I thought the day I met Jesus in my living room, because of His perfection all my imperfections would immediately disappear! The problems would go and the joy would come in like a flood! Although those things happened to a degree, what I did not anticipate was what happens behind the walls of the church. I thought I would find help, what I found was that the church needed help! The help it needs is bigger than I could offer on my own and in the attempt of being Jesus, that attitude opened up what appeared to be the Pandora's box of conflict! I was desperate for change, life and everything that was right!
To be clear, I loved and prayed for every person and pastor I have ever met in and out of the church! I am still praying for them all! I truly believe they are doing the best they know how with the information that they have! There just needs to be a change, lives are in the balance and my family and I became desperate for change!
This created a bigger conflict in my home. My husband had been raised in a church for most of his childhood and youth, he had already experienced for himself as a child what I was just finding out on my own.  Meanwhile when I grew up, I lived a worldly life looking for God my entire life never knowing how to get to him. Once I found him, I thought the rest of the world and my household would be just as excited as I was about the treasure I had found! My zest, zeal and enthusiasm for the door of heaven that had just been opened in my life caused things I was not prepared for. Within 17 years of believing this would change, I came up empty, dry, disillusioned, and dyeing in every area of my life. Instead of getting better, my life became worse. Finding God's will for our life was not a choice at this point it truly was a matter of life or death!! What was worse, hopelessness was causing my desperation to start to die as well.

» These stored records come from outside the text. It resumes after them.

PR #4949, opened 2025-12-04
Sludge Elves

Hellmonk:
Sludge elves were removed in version 0.13 for largely being worse than other species in all of their supposed niches. This is an attempt to return them in a more distinct role.

Sludge elves are slightly good at unarmed combat and shapeshifting as before, with mostly flat aptitudes elsewhere. However, they begin the game with the protean grace mutation and a "natural shifter" mutation that provides AC and intelligence while in any form. Additionally, they get one random good mutation at level 4 and receive an "innate" high-skill form at level 10. They can freely transform into their innate form without a talisman and receive a skill bonus with that form (whether from a talisman or not).

My hope is that this species provides a different take on shapeshifting than species like octopode and draconian, while remaining somewhat flexible overall.

(TODO before merging: refactor some of this messy code, extensive playtesting, and tiles.)

((Also, if we don't want this species to be a throwback to ancient crawl, it's reasonable to retheme them to 
"proteans" or something, I think.))

### DIFF
--- a/crawl-ref/source/player.cc
+++ b/crawl-ref/source/player.cc
@@ -6546,7 +6546,7 @@ int player::armour_class_scaled(int scale) const
         AC += you.props[PHALANX_BARRIER_POWER_KEY].get_int();
 
     if (has_mutation(MUT_NATURAL_SHIFTER) && you.form != transformation::none)
-        AC += 200 + 200 * get_mutation_level(MUT_NATURAL_SHIFTER);
+        AC += 100 + 200 * get_mutation_level(MUT_NATURAL_SHIFTER);
 
     AC -= 100 * corrosion_amount();
 


pooka109:
Interesting.

Although the flavor that they're not true elves, but they're called such because of the grace they conduct themselves with doesn't fit with their getting the "Elf" genus (and calling them Sludge Elves but _not_ giving them the Elf genus is a thematic problem; for example, if they're not really elves, should "Elf" even be used in their titles?). I'd be in favor of changing the name to something else, and Protean does seem to fit .

Or, if not, there are a few lore references to sludge elves in the database that need to be adjusted to account for the differences between the old sludge elves and this new version of them.

regret-index:
To summarize feedback given by DracoOmega on the official dev discord around ten or so days ago:
* The single random good mutation at XL 4 is still capable of rolling a lot of duds compared to the eventual full levels in multiple different ways demonspawn get, and is readily lost in drinking potions of mutation as Protean Grace promotes.
    * Protean Grace itself is likely to need more reworking than its current state to better deal with the gap between having mutation gods or not, but this is troubled regardless of the state of that. 
* Despite the obvious thematic synergies, the number of forms that suppress mutations makes any incentive to gain many mutations mix poorly with picking up forms.
* The odds of a single high-than-protean-tier form being relevant to a given non-unarmed character by the time the one form is gained are somewhat low, which feels a bit sad for a core species gimmick.
    * The implementation in this PR also doesn't allow previewing anything about the form stats versus one's current skill and the innate bonus Sludge Elves get for their innate form, though this is obviously fixable.
* The innate bonus provided for being in a form feels somewhat unlikely to matter without starting as a shapeshifter background, since talismans aren't reliably provided by many gods or locations until several branches past Lair at best.

As such, this particular draft of Sludge Elves is probably not likely to work out. A new PR should be opened up for other approaches towards these pressing issues.

Species concepts floated by multiple devs as better directions included:
* Something closer to a more literal "djinn of shapeshifting", where one gets multiple innate forms, an innate advantage to mixing them up (like a cooldown to instant swap forms as one needs), and an inability to use talismans. This is likely to need fairly further form variety and build support (like more magic-supporting talismans or shared randart talisman properties) and more distinction between runs (like a longterm plan of talisman randarts having per-form properties, so Shapeshifting varies more between games), before it can really be pushed forward as a species.
* A species that can allow racking up lots of mutations at once without Xom or Jiyva support, by reducing the effect of the default innate mutation caps and being able to work off bad mutations (from potions) with e.g. gaining experience. This is likely to want yet further reviews of the good mutation pool in general to be less bland than the general pool of randart properties, even beyond what 0.34 did, but it does present its own unique points of interest.

(There are also quite a few other plans sketched out in the future that could also help add more variety to shapeshifting, like chaotic talismans in the Xom bazaar, retooling the Lugonu distortion branding into talisman randarts with unique Abyssal properties and innate distortion brand, backgrounds beyond Shapeshifter with new early forms that can nudge one towards other builds like magic and stealth, and more portals that can provide talismans as item rewards. Nearly all of these are large projects and longterm prospects, though.)

PR #4978, opened 2025-12-17
Prevent concussion player movement when in tree form

poifra:
I noticed during gameplay that I could move around in tree form while having a concussion weapon. I don't think that's intended, is it? This is my first PR to dcss, let me know if there's anything I should address.


pooka109:
Good attempt, but a problem like this should be fixed more generically in the actor class, since there could be monsters that can't move but can wield concussion weapons.

In any case,  the problem has already been fixed as of 6c3c90b89a6c28a8efbb886e587b120548e8c965.

PR #4982, opened 2025-12-20
Add messages for firing without anything quivered

CrawlOdds:
Fixes some code which intended to give a message when autofiring without a quivered action, and adds the same message for CMD_FIRE.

One day, after almost deciding to never attend a church service again, my husband called me into the living room. He was watching a DayStar program featuring World Revival Church, in Kansas City, MO. As I walked into the room, I caught Pastor Dustin, whom I had never seen before, worshiping with music, I had never heard before? What I seen and heard drew me into the moment, it was like I was watching a distant dream come into view.
Then when Pastor Steve preached, I thought, “ he tells the truth!" For the first time in a long time, I felt hope begin to rise! There is a place, in this country, where people put Jesus and His desires first! After that first program, my husband said,” maybe we should move to Kansas City and go to that church!” I was floored, my husband, who never watched Christian television, was willing to move across the country to go to a church?!!! I started to become desperate to go to Kansas City!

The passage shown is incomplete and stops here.